Table 1. Nested Statistical Models Used in the Study to Describe the Annual Cycle of Chlorophyll Concentration in the Central North Atlantic
Model NumberFitted Models
1log(μ) = β0
2log(μ) = β0 + [β1 × t]
3log(μ) = β0 + [β2 × Sin(2πt) + β3 × Cos(2πt)]
4log(μ) = β0 + [β1 × t] + [β2 × Sin(2πt) + β3 × Cos(2πt)]
5log(μ) = β0 + [β2 × Sin(2πt) + β3 × Cos(2πt)] + [β4 × Sin(4πt) + β5 × Cos(4πt)]
6log(μ) = β0 + [β1 × t] + [β2 × Sin(2πt) + β3 × Cos(2πt)] + [β4 × Sin(4πt) + β5 × Cos(4πt)]
7log(μ) = β0 + [β1 × t] + [β2 × Sin(2πt) + β3 × Cos(2πt)] + [β6 × Sin(2πt) × t + β7 × Cos(2πt) × t]
8log(μ) = β0 + [β1 × t] + [β2 × Sin(2πt) + β3 × Cos(2πt)] + [β4 × Sin(4πt) + β5 × Cos(4πt)] + [β6 × Sin(2πt) × t + β7 × Cos(2πt) × t]

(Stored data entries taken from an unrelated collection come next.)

PR #8525, opened 2024-10-07
Fix flaky test by improving SQLite concurrency model

davide-baldo:
~~Changed mode to operate SQLite to `WAL` mode, see https://sqlite.org/wal.html~~
To address migration locking, an exclusive lock is used, which is skipped whenever migration isn't necessary.
To address concurrent database access WAL mode plus an operation-level retry mechanism when database deadlocks.

### DIFF
--- a/implementations/rust/ockam/ockam_api/src/cli_state/cli_state.rs
+++ b/implementations/rust/ockam/ockam_api/src/cli_state/cli_state.rs
@@ -289,16 +289,7 @@ impl CliState {
         let _ = std::fs::remove_dir_all(Self::make_commands_log_dir_path(root_path));
         // Delete the nodes database, keep the application database
         if let Some(path) = Self::make_database_configuration(root_path)?.path() {
-            std::fs::remove_file(path.clone())?;
-            // wal and shm files may not exist, depending on the database state
-            let wal_path = path.with_extension("sqlite3-wal");
-            if wal_path.exists() {
-                std::fs::remove_file(wal_path)?;
-            }
-            let shm_path = path.with_extension("sqlite3-shm");
-            if shm_path.exists() {
-                std::fs::remove_file(shm_path)?;
-            }
+            std::fs::remove_file(path)?;
         };
         Ok(())
     }
@@ -409,16 +400,9 @@ mod tests {
 
     /// HELPERS
     fn list_file_names(dir: &Path) -> Vec<String> {
-        let file_names: Vec<_> = fs::read_dir(dir)
+        fs::read_dir(dir)
             .unwrap()
             .map(|f| f.unwrap().file_name().to_string_lossy().to_string())
-            .collect();
-
-        // remove -wal and -shm files from the list
-        // they may or may not exist depending on the database state
-        file_names
-            .into_iter()
-            .filter(|file| !file.ends_with("-wal") && !file.ends_with("-shm"))
-            .collect::<Vec<String>>()
+            .collect()
     }
 }
--- a/implementations/rust/ockam/ockam_api/src/cli_state/cli_state.rs
+++ b/implementations/rust/ockam/ockam_api/src/cli_state/cli_state.rs
@@ -289,7 +289,16 @@ impl CliState {
         let _ = std::fs::remove_dir_all(Self::make_commands_log_dir_path(root_path));
         // Delete the nodes database, keep the application database
         if let Some(path) = Self::make_database_configuration(root_path)?.path() {
-            std::fs::remove_file(path)?
+            std::fs::remove_file(path.clone())?;
+            // wal and shm files may not exist, depending on the database state
+            let wal_path = path.with_extension("sqlite3-wal");
+            if wal_path.exists() {
+                std::fs::remove_file(wal_path)?;
+            }
+            let shm_path = path.with_extension("sqlite3-shm");
+            if shm_path.exists() {
+                std::fs::remove_file(shm_path)?;
+            }
         };
         Ok(())
     }
@@ -400,9 +409,16 @@ mod tests {
 
     /// HELPERS
     fn list_file_names(dir: &Path) -> Vec<String> {
-        fs::read_dir(dir)
+        let file_names: Vec<_> = fs::read_dir(dir)
             .unwrap()
             .map(|f| f.unwrap().file_name().to_string_lossy().to_string())
-            .collect()
+            .collect();
+
+        // remove -wal and -shm files from the list
+        // they may or may not exist depending on the database state
+        file_names
+            .into_iter()
+            .filter(|file| !file.ends_with("-wal") && !file.ends_with("-shm"))
+            .collect::<Vec<String>>()
     }
 }
--- a/implementations/rust/ockam/ockam_api/src/cli_state/storage/auto_retry.rs
+++ b/implementations/rust/ockam/ockam_api/src/cli_state/storage/auto_retry.rs
@@ -1,0 +1,628 @@
+use crate::cli_state::journeys::{Journey, ProjectJourney};
+use crate::cli_state::{
+    EnrollmentsRepository, IdentitiesRepository, IdentityEnrollment, JourneysRepository,
+    NamedIdentity, NamedVault, NodeInfo, NodesRepository, ProjectsRepository, SpacesRepository,
+    TcpInlet, TcpPortalsRepository, UsersRepository, VaultType, VaultsRepository,
+};
+use crate::cloud::email_address::EmailAddress;
+use crate::cloud::enroll::auth0::UserInfo;
+use crate::cloud::project::models::ProjectModel;
+use crate::cloud::space::Space;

[8] Dates of bloom onset, maturity, start of bloom decay, and bloom termination were extracted from the fitted functions using the criteria of Jonsson and Eklundh [2004]. Using minimum and maximum concentrations established from the fitted model over the annual cycle at a given location, bloom onset and termination are defined as the period when chlorophyll concentration attains and declines, respectively, to 10% of the maximum concentration. Similarly, bloom maturity and decay are defined as the period when chlorophyll concentration attains and declines, respectively, to 90% of the maximum concentration observed over the annual cycle.

3. Results

[9] Figure 1 (top) shows the spatial distribution of the eight models constructed to represent the annual cycle of chlorophyll concentration in the study area, with each color representing a different statistical model listed in Table 1. Figure 1 (bottom) shows similar results obtained using OLS linear regression. There are stark differences between the two analyses, with the OLS linear regression approach tending to choose higher order models such as models 5 and 6. This is a consequence of the model inadequacy: the OLS linear regression approach frequently chooses models with the second harmonic or a time trend, where neither is needed. This example illustrates the perils of using simple Gaussian techniques for non-Gaussian data. While incorrectly specified models might provide an adequate functional form, statistical inference based on such models is usually unreliable and can lead to misleading results such as spurious trends.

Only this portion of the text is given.